Info
This is a very unlikely bug that has only reproduced by building an index on a tiny capped collection (maxSize=1) with a high number of concurrent inserts.
Update: This was also observed in SERVER-56062 on collections that were not trivially small.
If an index build collection scan recovers from yielding and can't restore its cursor because the saved position was deleted, then an index build will crash at this invariant with a CappedPositionLost error.
Example:
Invariant failure","attr":{"expr":"status.isA() || status.isA()","msg":"Unnexpected error code during index build cleanup: CappedPositionLost: CollectionScan died due to position in capped collection being deleted. Last seen record id: RecordId(1)
It wouldn't be a complete solution to just abort the index build, because a secondary could hit this error independently of a primary and still crash.
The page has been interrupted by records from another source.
PR #104, opened 2019-03-25
Allow ARCSpecies to be initialized with a conformer list file

alongd:
Users can now initialize an ARCSpecies object with either of the `conformers_before_optimization.txt` or `conformers_after_optimization.txt` files. These files are automatically generated by ARC and saved in the Species 'geometry' folder. The latter also reports the conformer energies.

### DIFF
--- a/arc/job/job.py
+++ b/arc/job/job.py
@@ -234,7 +234,10 @@ class Job(object):
         self.submit = ''
         self.input = ''
         self.server_nodes = list()
-        self._write_initiated_job_to_csv_file()
+        if job_num is None:
+            # this checks jon_num and not self.job_num on purpose
+            # if job_num was given, then don't save as initiated jobs, this is a restarted job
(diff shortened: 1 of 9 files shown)


alongd:
Thanks!
Regarding point A, the way to define an ARCSpecies with an RMG Species might be:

I think we can safely restart the collection scan if we hit a CappedPositionLost error. While this poses a liveness issue, I think the circumstances of hitting this bug are extreme enough to warrant this solution.
Top User Comments
gregory.wlodarek commented on Mon, 3 May 2021 22:46:42 +0000:
Marking this as a duplicate of SERVER-56062. SERVER-56062 restarts the collection scan phase when it encounters CappedPositionLost.
louis.williams commented on Thu, 18 Jun 2020 19:23:00 +0000:
Assuming we agree on the solution, I think this would involve moving this call to initiateBulk inside insertAllDocumentsInCollection and then wrap that in a retry if we hit a CappedPositionLost exception.